Tetration and its inverse to various exponents I've recently seen in my studies tetration, or the next operation in the addition, multiplication, exponentation... series. I've also heard much discussion about how to extend this operation to "heights" (that is, the number of times to which the exponentation is repeated) other than the natural numbers. 
Now given that I've had not much higher math experience (pretty not much farther than real analysis) and I might very well be oversimplifying things, but my question is: why can't we define fractional 'heights' like we do with exponents?
If $x$ is any base, then $\displaystyle x^{1\over 2}$ is ${\rm sqrt}(x)$. Similarly, why can't $\displaystyle {}^{1\over 2}x$ be its inverse, ${\rm ssrt}(x)$ (I will use  ${\rm ssrt}(x)$ as its inverse and  ${\rm scrt}(x)$ for the inverse of tetration with height $3$). It also works for expressions like $5\over 3$: ${}^{5\over 3}x = {}^{5}{\rm scrt}(x)$. As for irrational numbers, well I guess that's another story, just like it is for exponents.
 A: If you write an operator-notation for your function $f(x)$ say the operator $E$ for the exponential-function, such that $$ \exp(x) = E \circ x  \qquad \qquad \text{and} \\ \exp(\exp(x)) = E \circ E \circ x \qquad \qquad \text{ and } \ldots $$ then tetration of a certain height $h$ must be written as $$ \exp^{\circ h}(x) = E^h \circ x $$  and the question is, whether or how we could invent/understand an operator and even a power of an operator.

1.
Now one idea to implement an operator for analytic functions (which have a power series with nonzero range of convergence) there is the concept of "Carleman"-matrices (see wikipedia) which is construed for the manipulation of the coefficients of the (formal) power series.
With that you need thus the concept of powers and even of fractional powers of matrices.
For instance for rational/linear functions $f(x)$ the Carleman-matrix is nearly trivial: a 2x2-matrix, of which you can then define a fractional power using diagonalization or logarithmization very simply. And this can even be understood and done by any amateur.     

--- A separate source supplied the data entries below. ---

PR #374, opened 2018-10-02
mas: better handle signin failure

### LINKED ISSUE #370: mas exception
bundle crashes when trying to install mas packages, below is an example for Aphetamine app:
```
$ brew bundle --global --verbose
Not signed in
Error: Not signed in
Not signed in to Mac App Store.
==> Signing in to Apple ID:
2018-09-30 07:41:45.129 mas[51954:6450920] -[__NSXPCInterfaceProxy_ISAccountService signInWithContext:replyBlock:]: unrecognized selector sent to instance 0x7fbf3d51dab0
2018-09-30 07:41:45.138 mas[51954:6450920] *** Terminating app due to uncaught exception 'NSInvalidArgumentException', reason: '-[__NSXPCInterfaceProxy_ISAccountService signInWithContext:replyBlock:]: unrecognized selector sent to instance 0x7fbf3d51dab0'
*** First throw call stack:
(
	0   CoreFoundation                      0x00007fff48c8b43d __exceptionPreprocess + 256
	1   libobjc.A.dylib                     0x00007fff74b98720 objc_exception_throw + 48
	2   CoreFoundation                      0x00007fff48d08255 -[NSObject(NSObject) __retain_OA] + 0
	3   CoreFoundation                      0x00007fff48c2aad0 ___forwarding___ + 1486
	4   CoreFoundation                      0x00007fff48c2a478 _CF_forwarding_prep_0 + 120
	5   mas                                 0x000000010f3b7e53 $SSo14ISStoreAccountC3masE6signIn8username8password12systemDialogABSSSg_AHSbtKFZTf4nnnd_n + 947
	6   mas                                 0x000000010f3cdf3a $S3mas13SignInCommandV3runyAA6ResultOyytAA8MASErrorOGAA0bC7OptionsVFTf4nd_n + 410
	7   mas                                 0x000000010f3a8211 $S3mas14CommandWrapperVyACyxGqd__c11ClientErrorQyd__RszAA0B8ProtocolRd__7Options_AEQYd__AFRSlu33_E513F8A29DAA43E418079999EEBED6A7LlfcAA6ResultOyytAA010CommandantE0OyxGGAA14ArgumentParserCcfU_AA8MASErrorO_AA06SignInB0VTg5Tf4nd_n + 465
	8   mas                                 0x000000010f396cbb $S3mas14CommandWrapperVyACyxGqd__c11ClientErrorQyd__RszAA0B8ProtocolRd__7Options_AEQYd__AFRSlu33_E513F8A29DAA43E418079999EEBED6A7LlfcAA6ResultOyytAA010CommandantE0OyxGGAA14ArgumentParserCcfU_AA8MASErrorO_AA07AccountB0VTG5TATm + 11
	9   mas                                 0x000000010f396c40 $S3mas14CommandWrapperVyACyxGqd__c11ClientErrorQyd__RszAA0B8ProtocolRd__7Options_AEQYd__AFRSlu33_E513F8A29DAA43E418079999EEBED6A7LlfcAA6ResultOyytAA010CommandantE0OyxGGAA14ArgumentParserCcfU_AA8MASErrorO_AA06SignInB0VTG5TA + 16
	10  mas                                 0x000000010f3a6def $S3mas15CommandRegistryC4main9arguments11defaultVerb12errorHandlers5NeverOSaySSG_SSyxXEtFAA8MASErrorO_Tg507$S3mas8K43OIgg_ACIegn_TR010$S3masyAA8B6OXEfU_Tf3npf_nTf1nncn_nTf4nxn_n + 703
	11  mas                                 0x000000010f3940ca main + 5946
	12  libdyld.dylib                       0x00007fff75c66085 start + 1
	13  ???                                 0x0000000000000004 0x0 + 4
)
libc++abi.dylib: terminating with uncaught exception of type NSException
Not signed in
Error: Not signed in
Error: Unable to install Amphetamine app. mas not signed in to Mac App Store.
```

However, the inverse function, say to find the height of a tetrations needs to find the exponent for the Carleman-matrix which would have iterated $x$ to $x_h$ (the h'th iteration of the function). Here the logarithm of a matrix becomes involved... 
For general functions the matrices become of infinite size and it is non-trivial to define meaningfully fractional powers of such matrices. Accepted solutions are so far when the infinite Carleman-matrix is lower triangular (which means the powerseries of the function $f(x)$ has no constant term and has thus a fixpoint at zero).      
For the exponentiating this is exceptionally difficult because also the inverse (the logarithm) is multivalued and the exponential-function has no real fixpoint.   

2.
Another perspective is that of the "Schröder-function" which can intuitively be seen as an analogon to the log/exp-function for fractional iteration of the multiplication. If we ask for the fractional height of iterated multiplication with a certain base $b$, say $$f: x_1 = b \cdot x_0 \qquad \qquad \text{ and } \\ f°^2 : x_2 = b \cdot b \cdot x_0   \qquad \qquad \text{ and } \\ f°^h : x_h = \underset{ h \text{-times}}{\underbrace{b \cdot b \cdot b \cdot \ldots b \cdot} } x_0$$ then $h$ is the "height" of iterated multiplication. To find the iterated multiplication with a fractional height 
$ x_h = f°^h(x)  = b^h \cdot x_0$ we use the pair of log/exp-function in the following way. First there is a constant $u_b$ defined with the "base" $b$ (in the context of multiplication ) such that $u_b=\log(b)$. Then we write:
$$ x_h = \log°^{-1}( u_b \cdot h + \log(x_0))  $$
$  \qquad \qquad \qquad $ (where of course $\log°^{-1}(x)$ means $\exp(x)$) 
For the question of the inverse: determine, which height $h$ is required to iterate from $x_0$ to $x_h$ by multiplication with base $b$ ? we  employ the $\log$ for both $x_0,x_h$ and thir height-difference is then linear in h:
 $$ \operatorname{hgh} : h = {\log(x_h) - \log(x_0) \over u_b }$$
Similarly there exists the "Schröder-function" which is used in a roughly analoguous way. For a base $b$ in connection with the function-iteration there is some constant $u_b$ defined, which after transformation of the initial value $x_0$ the h'th power of $u$ leads to the $h$'th iterate. We have for the h'th iteration
$$ x_h = \operatorname{Schröder}°^{-1} ( u_b^h \cdot \operatorname{Schröder}(x_0))  $$
(we might say, the $\log$ is the Schröder-function for the iteration of multiplication, while the Schröder-function for the iterated exponentiation has not yet a name). 
You can read more on Schröder-functions in the wikipedia; possibly this concept is even nearer to the focus of your question than that of the Carleman-matrices although I found the Carleman-matrices easier to understand (even I arrived at this incidentally by my own fiddling with powers of matrices...)